Required action.
What you return must match the records exactly.

Dataset.
PR #267, opened 2021-12-08
Wrap the server with the Prometheus so we get metrics + add an e2e te…

vaikas:
Wrap the server with the Prometheus so we get metrics + add an e2e test for it. Note that
the default prometheus metrics (go_*) were already exposed.

I wrapped test in a job, since otherwise it will be trickier to get access to the
metrics from outside the kind cluster.

Fix the dangling pointer from #262 and fix a tiny typo, though I kind of do
like exposing a singingCert that might come handy (should be required?) in karaoke?

#### Ticket Link

Fixes

#### Release Note

```release-note
* Expose prometheus metrics for: fulcio_api_latency (histogram) and fulcio_new_certs (counter).
```

### DIFF
--- a/cmd/app/serve.go
+++ b/cmd/app/serve.go
@@ -100,19 +100,23 @@ var serveCmd = &cobra.Command{
 		}
 
 		decorateHandler := func(h http.Handler) http.Handler {
-			return http.HandlerFunc(func(rw http.ResponseWriter, r *http.Request) {
-				ctx := r.Context()
+			// Wrap the inner func with instrumentation to get latencies
+			// that get partitioned by 'code' and 'method'.
+			return promhttp.InstrumentHandlerDuration(
+				api.MetricLatency,
+				http.HandlerFunc(func(rw http.ResponseWriter, r *http.Request) {
+					ctx := r.Context()
 
-				// For each request, infuse context with our snapshot of the FulcioConfig.
-				// TODO(mattmoor): Consider periodically (every minute?) refreshing the ConfigMap
-				// from disk, so that we don't need to cycle pods to pick up config updates.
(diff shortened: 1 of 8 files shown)


cpanato (commented):
lgtm

very cool

cmd/app/serve.go
```diff
@@ -100,19 +100,23 @@ var serveCmd = &cobra.Command{
...
-				// Alternately we could take advantage of Knative's configmap watcher.
-				ctx = config.With(ctx, cfg)
-				ctx = api.WithCA(ctx, baseca)
-				ctx = api.WithCTLogURL(ctx, viper.GetString("ct-log-url"))
-
-				h.ServeHTTP(rw, r.WithContext(ctx))
-			})
+			// Wrap the inner func with instrumentation to get latencies
+			// that get partitioned by 'code' and 'method'.
+			return promhttp.InstrumentHandlerDuration(
```
lukehinds, line 105: Will the decorate handler mean fulcio will not work without a Prometheus instance?What would happen to requests in that scenario?

lukehinds (changes requested):

cmd/app/serve.go
dlorenc: The nice part of the prometheus model is that it's pull based - exposing metrics with no instance is safe and a noop. A running collector would be needed to actually scrape these and do something useful with them.

dlorenc (approved):

cmd/app/serve.go
lukehinds: gotcha, good for me.

lukehinds (approved):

Your response.
PR #267, opened 2021-12-08
Wrap the server with the Prometheus so we get metrics + add an e2e te…

vaikas:
Wrap the server with the Prometheus so we get metrics + add an e2e test for it. Note that
the default prometheus metrics (go_*) were already exposed.

I wrapped test in a job, since otherwise it will be trickier to get access to the
metrics from outside the kind cluster.

Fix the dangling pointer from #262 and fix a tiny typo, though I kind of do
like exposing a singingCert that might come handy (should be required?) in karaoke?

#### Ticket Link

Fixes

#### Release Note

```release-note
* Expose prometheus metrics for: fulcio_api_latency (histogram) and fulcio_new_certs (counter).
```

### DIFF
--- a/cmd/app/serve.go
+++ b/cmd/app/serve.go
@@ -100,19 +100,23 @@ var serveCmd = &cobra.Command{
 		}
 
 		decorateHandler := func(h http.Handler) http.Handler {
-			return http.HandlerFunc(func(rw http.ResponseWriter, r *http.Request) {
-				ctx := r.Context()
+			// Wrap the inner func with instrumentation to get latencies
+			// that get partitioned by 'code' and 'method'.
+			return promhttp.InstrumentHandlerDuration(
+				api.MetricLatency,
+				http.HandlerFunc(func(rw http.ResponseWriter, r *http.Request) {
+					ctx := r.Context()
 
-				// For each request, infuse context with our snapshot of the FulcioConfig.
-				// TODO(mattmoor): Consider periodically (every minute?) refreshing the ConfigMap
-				// from disk, so that we don't need to cycle pods to pick up config updates.
(diff shortened: 1 of 8 files shown)


cpanato (commented):
lgtm

very cool

cmd/app/serve.go
```diff
@@ -100,19 +100,23 @@ var serveCmd = &cobra.Command{
...
-				// Alternately we could take advantage of Knative's configmap watcher.
-				ctx = config.With(ctx, cfg)
-				ctx = api.WithCA(ctx, baseca)
-				ctx = api.WithCTLogURL(ctx, viper.GetString("ct-log-url"))
-
-				h.ServeHTTP(rw, r.WithContext(ctx))
-			})
+			// Wrap the inner func with instrumentation to get latencies
+			// that get partitioned by 'code' and 'method'.
+			return promhttp.InstrumentHandlerDuration(
```
lukehinds, line 105: Will the decorate handler mean fulcio will not work without a Prometheus instance?What would happen to requests in that scenario?

lukehinds (changes requested):

cmd/app/serve.go
dlorenc: The nice part of the prometheus model is that it's pull based - exposing metrics with no instance is safe and a noop. A running collector would be needed to actually scrape these and do something useful with them.

dlorenc (approved):

cmd/app/serve.go
lukehinds: gotcha, good for me.

lukehinds (approved):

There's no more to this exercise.